#### Assigned task:
Scan the entries for lines with the word "opened", then copy those lines.

Saved data entries:
********************

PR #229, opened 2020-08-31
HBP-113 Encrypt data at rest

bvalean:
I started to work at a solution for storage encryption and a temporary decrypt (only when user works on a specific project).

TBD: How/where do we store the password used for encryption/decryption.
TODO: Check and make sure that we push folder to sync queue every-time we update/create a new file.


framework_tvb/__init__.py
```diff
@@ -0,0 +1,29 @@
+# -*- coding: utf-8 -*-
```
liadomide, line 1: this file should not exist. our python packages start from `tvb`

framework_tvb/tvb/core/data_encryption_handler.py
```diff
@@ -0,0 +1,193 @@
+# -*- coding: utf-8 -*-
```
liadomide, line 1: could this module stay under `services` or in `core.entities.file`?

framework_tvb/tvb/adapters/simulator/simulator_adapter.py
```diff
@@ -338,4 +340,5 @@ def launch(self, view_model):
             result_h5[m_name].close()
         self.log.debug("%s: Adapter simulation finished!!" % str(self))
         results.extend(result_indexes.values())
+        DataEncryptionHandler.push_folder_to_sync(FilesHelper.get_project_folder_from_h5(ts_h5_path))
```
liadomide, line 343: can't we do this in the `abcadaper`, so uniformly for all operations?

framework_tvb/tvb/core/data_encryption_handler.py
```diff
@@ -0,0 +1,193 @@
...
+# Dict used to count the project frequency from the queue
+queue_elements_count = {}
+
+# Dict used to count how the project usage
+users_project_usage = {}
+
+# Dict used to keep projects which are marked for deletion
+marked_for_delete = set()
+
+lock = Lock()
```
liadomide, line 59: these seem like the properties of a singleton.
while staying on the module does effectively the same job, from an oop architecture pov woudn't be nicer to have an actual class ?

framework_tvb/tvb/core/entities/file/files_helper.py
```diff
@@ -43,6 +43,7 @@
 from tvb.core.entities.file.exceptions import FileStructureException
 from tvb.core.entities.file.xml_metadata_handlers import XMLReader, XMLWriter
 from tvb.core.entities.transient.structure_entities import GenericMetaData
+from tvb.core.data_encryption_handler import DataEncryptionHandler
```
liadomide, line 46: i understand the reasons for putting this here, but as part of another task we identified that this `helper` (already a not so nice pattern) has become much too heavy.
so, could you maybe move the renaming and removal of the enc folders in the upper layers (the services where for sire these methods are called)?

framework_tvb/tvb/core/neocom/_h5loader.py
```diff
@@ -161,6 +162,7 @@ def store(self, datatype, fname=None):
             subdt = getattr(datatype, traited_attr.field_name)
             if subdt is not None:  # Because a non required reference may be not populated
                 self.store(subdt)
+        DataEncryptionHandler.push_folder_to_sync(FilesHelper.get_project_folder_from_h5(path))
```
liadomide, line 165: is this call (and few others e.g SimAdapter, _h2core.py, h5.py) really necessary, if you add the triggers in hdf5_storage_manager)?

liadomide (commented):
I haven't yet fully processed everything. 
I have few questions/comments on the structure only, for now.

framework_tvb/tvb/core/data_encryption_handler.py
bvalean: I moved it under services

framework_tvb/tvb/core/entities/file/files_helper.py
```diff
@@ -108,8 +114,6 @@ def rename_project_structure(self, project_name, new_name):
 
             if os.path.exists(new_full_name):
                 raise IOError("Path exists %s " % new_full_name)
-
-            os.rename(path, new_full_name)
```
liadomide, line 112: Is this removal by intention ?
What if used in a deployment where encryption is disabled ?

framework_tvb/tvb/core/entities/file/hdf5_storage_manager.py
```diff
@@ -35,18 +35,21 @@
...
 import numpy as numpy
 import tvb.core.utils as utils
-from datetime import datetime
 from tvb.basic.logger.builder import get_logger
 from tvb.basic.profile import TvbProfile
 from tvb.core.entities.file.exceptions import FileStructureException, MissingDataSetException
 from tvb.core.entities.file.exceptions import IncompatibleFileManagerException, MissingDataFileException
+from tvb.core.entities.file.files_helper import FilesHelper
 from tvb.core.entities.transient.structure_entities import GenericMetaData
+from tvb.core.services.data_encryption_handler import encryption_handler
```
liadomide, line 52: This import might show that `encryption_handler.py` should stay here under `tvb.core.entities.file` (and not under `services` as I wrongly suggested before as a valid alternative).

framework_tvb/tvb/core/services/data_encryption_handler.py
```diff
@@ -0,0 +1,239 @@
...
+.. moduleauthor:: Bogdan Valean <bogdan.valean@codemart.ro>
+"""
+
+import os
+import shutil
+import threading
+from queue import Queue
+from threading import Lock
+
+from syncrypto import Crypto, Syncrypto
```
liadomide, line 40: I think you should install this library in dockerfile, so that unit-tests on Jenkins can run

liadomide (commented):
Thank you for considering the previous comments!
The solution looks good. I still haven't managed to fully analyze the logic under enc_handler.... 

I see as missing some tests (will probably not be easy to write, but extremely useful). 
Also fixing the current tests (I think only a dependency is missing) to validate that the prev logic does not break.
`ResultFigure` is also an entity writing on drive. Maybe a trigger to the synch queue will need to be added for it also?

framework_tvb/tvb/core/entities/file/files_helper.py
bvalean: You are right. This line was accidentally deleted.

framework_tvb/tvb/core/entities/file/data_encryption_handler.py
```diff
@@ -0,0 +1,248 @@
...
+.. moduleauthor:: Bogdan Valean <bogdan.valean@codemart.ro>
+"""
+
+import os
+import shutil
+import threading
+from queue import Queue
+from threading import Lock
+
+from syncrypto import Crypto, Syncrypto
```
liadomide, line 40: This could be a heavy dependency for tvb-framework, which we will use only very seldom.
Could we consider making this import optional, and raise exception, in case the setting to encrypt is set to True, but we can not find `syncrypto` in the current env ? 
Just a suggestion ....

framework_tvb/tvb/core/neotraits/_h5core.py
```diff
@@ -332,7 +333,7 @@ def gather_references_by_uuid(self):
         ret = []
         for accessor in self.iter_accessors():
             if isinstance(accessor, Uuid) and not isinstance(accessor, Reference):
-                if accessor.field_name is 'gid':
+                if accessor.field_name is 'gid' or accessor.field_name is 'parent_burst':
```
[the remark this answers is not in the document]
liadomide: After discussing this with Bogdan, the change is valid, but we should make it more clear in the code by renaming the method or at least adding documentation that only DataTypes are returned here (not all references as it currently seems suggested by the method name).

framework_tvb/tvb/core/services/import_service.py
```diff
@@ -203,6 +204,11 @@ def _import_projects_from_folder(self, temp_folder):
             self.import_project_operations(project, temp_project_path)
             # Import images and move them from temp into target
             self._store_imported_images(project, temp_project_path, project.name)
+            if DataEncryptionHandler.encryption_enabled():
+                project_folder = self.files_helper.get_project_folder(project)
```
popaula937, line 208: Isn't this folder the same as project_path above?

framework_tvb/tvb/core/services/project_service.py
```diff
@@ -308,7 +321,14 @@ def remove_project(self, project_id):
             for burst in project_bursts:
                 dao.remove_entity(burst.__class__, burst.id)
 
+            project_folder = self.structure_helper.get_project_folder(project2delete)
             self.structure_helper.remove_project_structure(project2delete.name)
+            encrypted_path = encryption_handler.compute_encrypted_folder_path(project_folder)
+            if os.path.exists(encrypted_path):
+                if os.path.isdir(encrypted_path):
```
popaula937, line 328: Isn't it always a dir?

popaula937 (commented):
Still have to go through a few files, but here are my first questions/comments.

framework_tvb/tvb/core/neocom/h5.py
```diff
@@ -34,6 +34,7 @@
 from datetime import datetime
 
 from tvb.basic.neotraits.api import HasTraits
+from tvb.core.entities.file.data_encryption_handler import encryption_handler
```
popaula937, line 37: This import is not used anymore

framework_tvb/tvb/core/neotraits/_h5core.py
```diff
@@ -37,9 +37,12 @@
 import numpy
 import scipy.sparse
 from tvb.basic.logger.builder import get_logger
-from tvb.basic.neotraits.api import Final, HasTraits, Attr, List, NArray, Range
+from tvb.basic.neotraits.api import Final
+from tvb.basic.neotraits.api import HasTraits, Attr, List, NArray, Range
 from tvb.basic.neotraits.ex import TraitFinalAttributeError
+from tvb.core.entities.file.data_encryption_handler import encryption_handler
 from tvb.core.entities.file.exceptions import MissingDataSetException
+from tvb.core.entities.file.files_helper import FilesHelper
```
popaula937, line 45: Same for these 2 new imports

********************

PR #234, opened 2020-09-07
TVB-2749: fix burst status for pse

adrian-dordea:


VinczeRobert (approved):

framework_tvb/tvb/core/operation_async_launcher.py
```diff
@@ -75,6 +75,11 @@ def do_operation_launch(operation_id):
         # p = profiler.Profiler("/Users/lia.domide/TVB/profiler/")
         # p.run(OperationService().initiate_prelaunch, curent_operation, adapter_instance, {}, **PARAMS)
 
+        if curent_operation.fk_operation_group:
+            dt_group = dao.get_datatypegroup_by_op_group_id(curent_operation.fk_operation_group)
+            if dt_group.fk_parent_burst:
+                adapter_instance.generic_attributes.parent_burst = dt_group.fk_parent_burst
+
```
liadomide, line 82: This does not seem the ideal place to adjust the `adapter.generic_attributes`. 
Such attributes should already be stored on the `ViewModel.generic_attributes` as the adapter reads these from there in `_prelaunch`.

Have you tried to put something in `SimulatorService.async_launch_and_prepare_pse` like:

********************

#### Answer:
PR #229, opened 2020-08-31
PR #234, opened 2020-09-07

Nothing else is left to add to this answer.